Dean Firmin is station manager at Kent Fire and Rescue Service and a magistrate at Medway Magistrate’s Court.
Dean says he has attended ‘too many’ road crashes over the years and feels so passionate about road safety that he now supports Brake, the UK road safety charity, by running workshops to engage young people.
Here, Dean talks to One More Second about what it is like to be first on the scene of a road traffic collision and tells us the one message he would like to get across to drivers.
For how many years have you been attending road traffic collisions?

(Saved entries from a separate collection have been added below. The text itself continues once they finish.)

PR #2313, opened 2025-04-01
fix: Distribution group does not panic

Matovidlo:
Jira: XXXXX

**Changes:**
- The distribution group panic occured when ETCD downtime is longer than 60 seconds, which terminates connection and it results into no nodes present in the mirror structure of distribution and panic of storage coordinator
- From now the termination of nodes or non presence of node results into single false statement and handover of node distribution without panicing

-----------


internal/pkg/service/common/distribution/assigner.go
```diff
@@ -74,16 +74,6 @@ func (a *Assigner) IsOwner(key string) (bool, error) {
 	return node == a.nodeID, nil
 }
 
-// MustCheckIsOwner method returns true, if the node is owner of the key.
-// The method panic if there is no node in the list.
-func (a *Assigner) MustCheckIsOwner(key string) bool {
```
Matovidlo, line 79: This is used in cleanup and operators, so we do not need this.
Also having panic in production code is unfortunate as we loss log information, request information, missing issue from metrics/telemetry.

internal/pkg/service/stream/storage/node/coordinator/fileimport/operator.go
```diff
@@ -156,7 +156,13 @@ func Start(d dependencies, config targetConfig.OperatorConfig) error {
 		).
 			// Check only files owned by the node
 			WithFilter(func(event etcdop.WatchEvent[model.File]) bool {
```
Matovidlo, line 158: The issue lays in WithFilter. It returns also old instances of files where the source is no longer in current `runtime` prefix of distribution group
image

Too many is the real answer, but since I joined Kent Fire and Rescue Service RS in 1997 they have been a constant incident type year after year.
Firefighters are often the first people on the scene of a road traffic collision. Can you describe what it is like to be in this position?

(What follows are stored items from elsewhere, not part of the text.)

PR #2320, opened 2025-04-04
Update dependencies and adjust .gitignore

hosekpeter:
Jira: XXXXX

**Changes:**
- Updated dependencies in `go.mod` and `go.sum` to their latest versions.
- Added `.vscode` directory to `.gitignore` for IDE configuration exclusion.

-----------


test/cli/push/variables-add-relation/expected-state.json
```diff
@@ -11,6 +11,7 @@
           "componentId": "keboola.variables",
           "name": "Variables",
           "description": "test fixture",
+          "changeDescription": "Updated from #KeboolaCLI",
```
hosekpeter, line 14: Change by @Matovidlo [PR](https://github.com/keboola/go-client/pull/160)

internal/pkg/utils/testproject/project.go
```diff
@@ -653,7 +653,7 @@ func (p *Project) prepareConfigs(ctx context.Context, grp *errgroup.Group, sendR
 
 			// Send request
 			_, err := p.keboolaProjectAPI.
-				CreateConfigRequest(configWithRows).
+				CreateConfigRequest(configWithRows, true).
```
hosekpeter, line 656: Change by @Matovidlo https://github.com/keboola/go-client/pull/160

Matovidlo: Yes, it is related to KB terraform provider where we need synchronous change of configuration as state and plan of terraform have to be consistent. This change would be breaking for CLI so I added support for sync/async option as CLI does not need to have that

Matovidlo (approved):
LGTM

jachym-tousek-keboola (approved):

On route to the incident there is a hunger for more information; you want to know what kind of incident it is likely to be, how many vehicles are involved, what kind of vehicles, the number of casualties, the exact location (the address given is often completely different to where we end up) and who else is attending. On arrival you need to identify those most in need so you can prioritise and make sure you have the correct resources coming.
Are you still shocked by what you see?
Constantly; it would be trite to say that it is just part of the job, we are hardened by experience but still find some scenes really quite distressing. Although at the time we take it in our stride and focus on what needs to be done rather than the carnage before us. The time for reflection tends to come later. There are also times when the spirit is buoyed when we manage to get people out of the most difficult situations against all the odds and away into medical care with a fighting chance of survival.
Do you find that a particular age group is involved in more crashes than any other?
Unfortunately it is the younger drivers, those with less experience who want the thrill of speed but often overestimate their ability and don’t have that experience to foresee possible hazards.
What TYPES of crashes do you see most often?
The most common crash we attend is still one car, on four wheels with one or two occupants, on a country road, failing to negotiate a bend or other hazard.
We hear all too often about young people tragically losing their lives on the road. What are they doing wrong?
It is a mixture of poor driving coupled with inexperience, an inability to recognise the potential danger that they are putting themselves into and more often than not at a speed excessive to the conditions.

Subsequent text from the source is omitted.